A fixed period of time for filing an action on an ERISA claim should be the rule.  That time should not begin to run until either there is a final denial of an administrative appeal or until the time to file such an administrative appeal expires.  A defendant’s artful ability to delay a final denial of claim should not be able to restrict those rights .

The Heimeshoff decision puts real teeth into the maxim:

“Justice delayed is justice denied.”


 

Common Sense In ERISA

The 3rd Circuit Court of Appeals applied a little ERISA common sense recently and came up with a decision that does justice when it comes to medical expense reimbursement. The court ruled that an ERISA claim administrator’s rights are subject to “appropriate equitable relief” under 29 USC 503(a)(3) and that the word “appropriate” has real meaning.

Just about every ERISA plan has reimbursement provisions which provide that the plan is subrogated to an insured’s claim against a third party and that the plan has the right to recover any amounts it paid to the insured out of any monies the insured may recover from a third party for the same losses.

That was the situation in US Airways, Inc. v. McCutchen, 2011 WL5557411 (C.A.3(Pa.)). McCutchen, the insured, was severely injured in a motor vehicle accident in which several others died or also suffered severe injuries. Since the negligent driver did not have adequate insurance to cover all of the damages of the accident, McCutchen settled his claim for a total of only $110,000.

US Airways, McCutchen’s employer and the administrator of his Health Insurance Plan, had laid out $66,866 for McCutchen’s medical and hospital expenses, as required by his ERISA policy. After McCutchen settled his third party claim US Airways sought to recoup from those funds the $66,866 it had previously paid in medical expenses. But, McCutchen, after paying his lawyers and expenses of suit, was left with less than $66,000 from his settlement. Yet, US Airways insisted on full reimbursement of the $66,866 it had laid out.

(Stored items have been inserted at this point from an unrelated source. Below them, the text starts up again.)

PR #7086, opened 2019-05-26
[Fix #7063] Fix unsafe autocorrect for 'Style/TernaryParentheses'

### LINKED ISSUE #7063: Style/TernaryParentheses Not safe when run with "rubocop -a --safe"
image

Following is new code after refactor

```rb
@bookings.includes(:comments, :booking_fees).each do |b|
            data << [
              b.reservation_site.present? ? "#{b.source_i18n}(#{b.reservation_site})" : b.source_i18n,
              b.airbnb? or b.airbnb2? ? b.confirm_number : b.uid,
              b.id,
              b.dtstart.to_date,
              b.dtend.to_date,
              b.house.hotel? ? "#{b.house.name}(#{b.room_unit&.room_no})" : b.house,
              b.house.tag_list.to_s,
              b.house.hotel? ? b.room_unit&.room_no : '',
              b.user,
              b.user.try(:phone),
              b.user.try(:email),
              b.user.try(:settings).try(:[], 'location'),
              b.status_i18n,
              b.checkin_status_i18n,
              b.payment_status_i18n,
              b.guestnum,
              (b.dtend.to_date - b.dtstart.to_date).to_i,
              b.confirmed_at.try(:to_date),
              b.currency,
              b.total_fee,
              b.channel_fee_amount,
              b.total_host_paid_out_before_support_fee,
              b.settings[:points].to_f,
              b.ota_collect? ? b.total_fee.to_f - b.settings[:points].to_f : 0,
              b.hotel_collect_credit? or b.hotel_collect? ? b.paid_amount.to_f : 0,
              b.hotel_collect_cash? ? b.paid_amount.to_f : 0,
              b.paid? ? 0 : b.total_fee.to_f - b.channel_fee_amount.to_f,
              b.cleaning_fee_amount,
              b.house.user ? b.total_host_paid_out_before_support_fee.to_i * (b.house.user.commission_rate || 18) / 100 : '',
              b.comments.map {|c| "#{c.user&.username}: #{c.comment}"}.join("\n")
            ]
          end
```

## RuboCop version

```
 ╰─ $ rubocop -V
0.69.0 (using Parser 2.6.3.0, running on ruby 2.6.2 x86_64-linux)
```

parkerfinch:
This takes the precedence of operators used into account when deciding
to autocorrect. The issue is that if an operator of precedence below
that of the ternary operator (e.g. "or") is used, then the existing
autocorrect can change the semantics by removing parentheses. With
this change, the autocorrect will no longer attempt to make this
correction.

I'm thinking that this is a step in the right direction, but it would probably be better to even avoid reporting that this is an issue. Also, this problem will only manifest if the `Style/AndOr` or `Style/Not` cops aren't being followed, would it make sense to only include this check if those are disabled?

I wasn't sure how to handle the other [operators with low precedence](http://phrogz.net/programmingruby/language.html#table_18.4]), it seems like some might be handled already (e.g. I _think_ `defined?` is handled in the `method_name` node matcher?), and I wasn't sure if others even needed to be handled.

All feedback/ideas very welcome, I'm still not sure I totally grok this Cop but this is a stab at a fix!

-----------------

* [x] Added tests.

### DIFF
--- a/CHANGELOG.md
+++ b/CHANGELOG.md
@@ -2,6 +2,10 @@
 
 ## master (unreleased)
 
+### Bug fixes
+
+* [#7063](https://github.com/rubocop-hq/rubocop/issues/7063): Fix autocorrect in `Style/TernaryParentheses` cop. ([@parkerfinch][])
+
 ### Changes
 
 * [#5976](https://github.com/rubocop-hq/rubocop/issues/5976): Remove Rails cops. ([@koic][])
--- a/lib/rubocop/cop/style/ternary_parentheses.rb
+++ b/lib/rubocop/cop/style/ternary_parentheses.rb
@@ -149,12 +149,22 @@ module RuboCop
 
         def unsafe_autocorrect?(condition)
           condition.children.any? do |child|
-            unparenthesized_method_call?(child)
+            unparenthesized_method_call?(child) ||
+              below_ternary_precedence?(child)
           end
         end
 
         def unparenthesized_method_call?(child)
           method_name(child) =~ /^[a-z]/i && !child.parenthesized?
+        end
+
+        def below_ternary_precedence?(child)
+          # Handle English "or", e.g. 'foo or bar ? a : b'
+          (child.or_type? && child.semantic_operator?) ||
+            # Handle English "and", e.g. 'foo and bar ? a : b'
+            (child.and_type? && child.semantic_operator?) ||
+            # Handle English "not", e.g. 'not foo ? a : b'
+            (child.send_type? && child.prefix_not?)
         end
 
         def_node_matcher :method_name, <<-PATTERN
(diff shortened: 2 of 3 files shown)


bbatsov:
> I'm thinking that this is a step in the right direction, but it would probably be better to even avoid reporting that this is an issue. 

Perhaps. Although this might be confusing to some users as it won't be obvious why some cases where reported and others weren't.

> Also, this problem will only manifest if the Style/AndOr or Style/Not cops aren't being followed, would it make sense to only include this check if those are disabled?

I think it's fine just to assume that anything is possible (what your PR currently does).

> I wasn't sure how to handle the other operators with low precedence, it seems like some might be handled already (e.g. I think defined? is handled in the method_name node matcher?), and I wasn't sure if others even needed to be handled.

I was thinking it'd be nice if we had something generic to handle/check precedence. //cc @Drenmi

parkerfinch:
@bbatsov thanks for your thoughts there! Think this thing is good to merge without generic precedence handling? (Or are there any other things you think I should change here?)

bbatsov:
For me the PR is ok in its current form. Just move the changelog entry, as already cut a new release since you filed the PR.

parkerfinch:
@bbatsov moved the changelog entry!
Thanks for taking a look at this, and all the work that goes into maintaining rubocop! Very excited for 1.0.

bbatsov:
You're welcome! Thanks for your contribution! 🙇

PR #7092, opened 2019-05-29
NodePattern: Add repeated patterns

### LINKED ISSUE #6726: One or more (`.+`) of X in NodePattern

marcandre:
This closes #6726 by introducing tokens for repeating patterns: `*` (0 or more), `+` (1 or more) and `?` (0 or 1).

Subject to the same features and limitations as other variadic tokens `...` and `< ...>`, i.e.:
* can be preceded/succeeded by any number of no terms
* can be nested
* but only one variadic token per sequence

### DIFF
--- a/CHANGELOG.md
+++ b/CHANGELOG.md
@@ -5,6 +5,7 @@
 ### New features
 
 * [#7084](https://github.com/rubocop-hq/rubocop/pull/7084): Permit to specify TargetRubyVersion 2.7. ([@koic][])
+* [#7092](https://github.com/rubocop-hq/rubocop/pull/7092): Node patterns can now use `*`, `+` and `?` for repetitions.  ([@marcandre][])
 
 ### Bug fixes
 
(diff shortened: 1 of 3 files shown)


bbatsov:
I think you used something that doesn't exist in 2.3.

marcandre:
> I think you used something that doesn't exist in 2.3.

Oops, right. Fixed.

Also added a line in the README.

bbatsov:
Thanks! 🙇 Might be a good idea at some point to document the recent improvements you've made here as well http://www.rubocop.org/en/stable/node_pattern/

marcandre:
Oh, right, will do!

Issue #5976, opened 2018-06-09
Extract Rails Cops in a separate


bbatsov:
Rails cops have to extracted into a standalone gem (named something like `rubocop-rails` or whatever).

The reason for this decision is simple. I want RuboCop to be focused just on Ruby and have no framework/library/runtime dependant pieces for the sake of being easier to focus on evolving it. Creating more extensions should also help us come up with a good official API for them.

Any volunteers to do this? I don't do much Rails anymore, so I'd rather not be involved in this project if possible. @koic I know you've been working a lot on the Rails cops, so perhaps you'd like to tackle the extraction?

Drenmi:
Unfortunately someone hogged the `rubocop-rails` name on RubyGems. I think the gem hosts the configuration used by the Rails team.

bbatsov:
Yeah, I noticed this, but someone on RubyKaigi mentioned the guy would be willing to give the name up. I'm fine with naming the extension `rubocop-ror` or whatever.

composerinteralia:
I would be happy to do this, or to help @koic do it. I wrote the couple of custom cops in rails and had a lot of fun doing it. (@koic I'm guessing we take those custom cops out of rails once the next rubocop version gets released. I would be happy to make that PR and to update rubocop-rails
as well unless you were planning to do it.)

Drenmi:
@koic Maybe you can reach out to toshimaru about the name? His e-mail is registered in RubyGems.

koic:
@bbatsov Yes. I will work on this issue.  I'm thinking about planning now.

The following are issues and solutions for realizing this plan. There are still some issues to consider 🤔 
Please let me know if you have any opinion.

## RuboCop Rails Gem's name

As discussed above in this Issue, rubocop-rails gem already exists.
https://rubygems.org/gems/rubocop-rails

@Drenmi I'm asking @toshimaru whether he can transfer the gem name of rubocop-rails to the RuboCop team.

Even if toshimaru accepts the transfer gem name ownership, it seems necessary to announce to the current rubocop-rails gems (toshimaru/rubocop-rails) users, so we will need to talk to toshimaru about it.

@toshimaru Sorry to ask this of you, would you transfer rubocop-rails gem name to the RuboCop team, is it possible? I think that for the Rails department managed by RuboCop HQ, the name RuboCop Rails (rubocop-rails) is user-friendly as a convention.

## Transition from RuboCop Core to RuboCop Rails

[...]

PR #7093, opened 2019-05-30
[#5976] Warn for `rubocop -R/--rails` option

koic:
This PR warns for `rubocop -R/--rails` option.

Here is an example using `-R/--rails` option:

```console
% cat app/models/user.rb
class User < ActiveRecord::Base
end
```

```console
% rubocop -R
`-R/--rails` option and Rails cops will be removed from RuboCop 0.72. Use the `rubocop-rails` gem instead.
https://github.com/rubocop-hq/rubocop/blob/master/manual/migrate_rails_cops.md
Inspecting 2 files
.C

Offenses:

(snip)

app/models/user.rb:1:14: C: Rails/ApplicationRecord: Models should
subclass ApplicationRecord.
class User < ActiveRecord::Base
             ^^^^^^^^^^^^^^^^^^
```

This PR provides a way to dismiss the above warning. Specify `require: rubocop-rails` in .rubocop.yml (or command option) instead of the `-R/-rails` option as indicated in the above URL of warning.

And this means that it will be used the same way as RuboCop RSpec and RuboCop Performance.

This is a migration path to remove Rails cops from the RuboCop core, Rails cops will still be disabled by default for compatibility.

-----------------

* [x] Added tests.

### DIFF
--- a/CHANGELOG.md
+++ b/CHANGELOG.md
@@ -15,6 +15,7 @@
 ### Changes
 
 * [#5976](https://github.com/rubocop-hq/rubocop/issues/5976): Warn for Rails Cops. ([@koic][])
+* [#5976](https://github.com/rubocop-hq/rubocop/issues/5976): Warn for `rubocop -R/--rails` option. ([@koic][])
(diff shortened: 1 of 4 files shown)


bbatsov:
Thanks!

PR #7111, opened 2019-06-05
[Fix #7108] Change autocorrection of StderrPuts to Kernel.warn

### LINKED ISSUE #7108: Style/StderrPuts: dangerous autocorrection
## Expected behavior

Style/StderrPuts should autocorrect `STDERR.puts "foo"` into `Kernel.warn "foo"` or not at all. The current behavior would call "warn", even if it is not Kernel.warn, but something else completely in the current context.  

## Actual behavior

Style/StderrPuts autocorrects `STDERR.puts "foo"` into `warn "foo"`.

rrosenblum:
This fixes #7108.

### DIFF
--- a/CHANGELOG.md
+++ b/CHANGELOG.md
@@ -10,6 +10,7 @@
 ### Bug fixes
 
 * [#7106](https://github.com/rubocop-hq/rubocop/issues/7106): Fix an error for `Lint/NumberConversion` when `#to_i` called on a variable on a hash. ([@koic][])
+* [#7108](https://github.com/rubocop-hq/rubocop/issues/7108): Modify the autocorrection of `Style/StderrPuts` to use `Kernel.warn` instead of `warn`. ([@rrosenblum][])
 
 ## 0.71.0 (2019-05-30)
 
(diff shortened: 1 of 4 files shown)


koic:
This cop is based on the Ruby Style Guide.
https://github.com/rubocop-hq/ruby-style-guide#warn

The Ruby Style Guide may have to be updated first. I think this change is appropriate if accepted there.

bbatsov:
Yeah, I agree with @koic. We have to keep in mind it's extremely uncommon to see `Kernel` methods be called with the module prefix, mostly because it's generally a bad practice to define methods that hide them (we might even have some cop for that or at least we planned to add one).

rrosenblum:
That makes sense. This seemed like an easy enough fix so I didn't fully think of the implication of adding `Kernel`. What are your thoughts on this being a configuration option?

bjeanes:
#7810 proposes detecting overrides of `Kernel` methods. However, I'd argue that certain `Kernel` methods are regularly overridden (e.g. `puts` and `print` are in fact convenience methods to stdout, but are a common part of the API for any `IO`-like object).

Rather, if we were able to to detect an override of `Kernel`, then this cop should check if `warn` is overridden in scope and _then_ replace with `Kernel.warn` (and otherwise continue replacing with `warn`).

As it stands right now, this cop is unsafe and can introduce stack overflows. Test case:

```rb
class Foo
  def warn(message)
    $stderr.puts "\e[33m#{message}\e[0m"
  end
end
```

PR #7116, opened 2019-06-07
Add ArrayOfRange cop

apz-stripe:
Ruby syntax is such that `[1..10]` is interpreted as an array with a single range, `(1..10)`, in it. This can lead to hard to detect bugs as in the case `[1..10].each {|e| e.do_a_thing}`. This cop would catch this case as an early warning for this class of bug.

This cop seems to catch issues in rubocop itself. I have not written an autocorrector as the "correct" change to fix unintentional bugs would likely be to change `[1..10] -> (1..10)`. However this would be a semantic change and is likely dangerous if there are intentional uses of arrays of ranges. Is there a reason for omitting the parens?

-----------------

* [x] Added tests.


koic:
The inspect representation for `[(1..10)]` is `[1..10]` and the print representation is `[1..10]`.

```console
% ruby -e 'p [(1..10)]'
[1..10]
% ruby -e 'puts [(1..10)]'
1..10
```

Therefore `[(1..10)]` looks like redundant code to me.

apz-stripe:
Thanks for the response. 

If I am understanding correctly the point you are making is that as the parens do nothing semantically (a range is just `<expression>..<expression>`), they are redundant. In this case do you mean that as ruby prints this without parens, they are unnecessary?

koic:
Yes. I also think that redundant styles tend not to be preferred.

mikegee:
@koic you make a good point. But, I wonder if we can allow `[(1..10)]` in the rare case a developer wants an array with a range as the only element?

This would be similar to the extra parens in `if (user = User.current_user); user.do_thing; end` used to mark the assignment as intended.

koic:
I don't think there is a need to warn of `[(1..10)]` redundancy. However, the notation `[1..10]` is widely used in the forms `[n..-1]` etc. such as ruby/ruby repo, rails/rails repo, bundler/bundler repo and others.  On the other hand, I don't see the use case of `[(n..- 1)]`. I think that it makes no sense to warn of this.

mikegee:
> the notation `[1..10]` is widely used in the forms `[n..-1]` etc.

I'm probably confused (typical), but I'm surprised those projects have code with array literals containing a single range. To be clear, we're not talking about giving a range argument the the `[]` method like this:

```ruby
instance_of_Array[1..10]
```

koic:
Ah this is my quote mistake. I'm sorry to confuse you 💦 Anyway it would not be preferable to be forced to write redundantly.

apz-stripe:
> To be clear, we're not talking about giving a range argument the the `[]` method like this:
> 
> ```ruby
> instance_of_Array[1..10]
> ```

This is exactly the case. I don't think it makes sense to enforce this in array access. However when using ranges and arrays in conjunction it can be not immediately clear what a give expression `[1..10]` actually is. It would be reasonable to unknowingly expect the behaviour to be equivalent to `[*1..10]` when using it like this: `[1..10].each {|e| e.do_a_thing}`. The proposed change enforces that parens are used for an array of a single range to make code more clear.

However, if this not something rubocop should worry about as it would cause redundancy that makes sense.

It is important to note that although the plan administrator had the right of subrogation, (the right to sue the negligent party for the money it had paid McCutchen), US Airways chose to let the insured carry the ball and did not exercise its rights. Most plan administrators take this position. They let the insured lay out the time and money to sue and collect from the wrongdoer. Then the plan administrator just comes in at the end to take back their money without having all the hassle and expense of trying to collect from the third party.


The 3rd Circuit said, “Not so fast”. When McCutchen argued that US Airways’ claim for reimbursement was limited to “appropriate equitable relief”, the court agreed that forcing McCutchen to pay the full amount requested would amount to unjust enrichment for U.S. Airways. Therefore, the court sent the matter back to the District Court (which had earlier granted summary judgment to US Airways for the full amount) to determine what would constitute “appropriate” equitable relief for US Airways.

Other circuits, notably the 5th, 7th, 8th and 11th do not give much weight to the word “appropriate” and allow a result which the 3rd Circuit would call “unjust enrichment”. Insurance companies and other plan administrators love this because it puts the entire burden of obtaining and paying for recoveries against third parties squarely on the insured. Then, once the money is collected, the insurers and plan administrators stick out their hands and automatically collect their money without having expended a dollar in legal fees and costs, or an ounce of sweat in getting the money back.

Hopefully, the good sense and sound arguments of McCutchen will persuade circuits which pay too little attention to the word “appropriate” in addressing claims for equitable relief under ERISA, to come around to this more equitable position.

When they do, it will force plan administrators to get off their butts and help insureds,
both financially and effort-wise to collect from wrongdoers.

That would truly be “appropriate equitable relief”.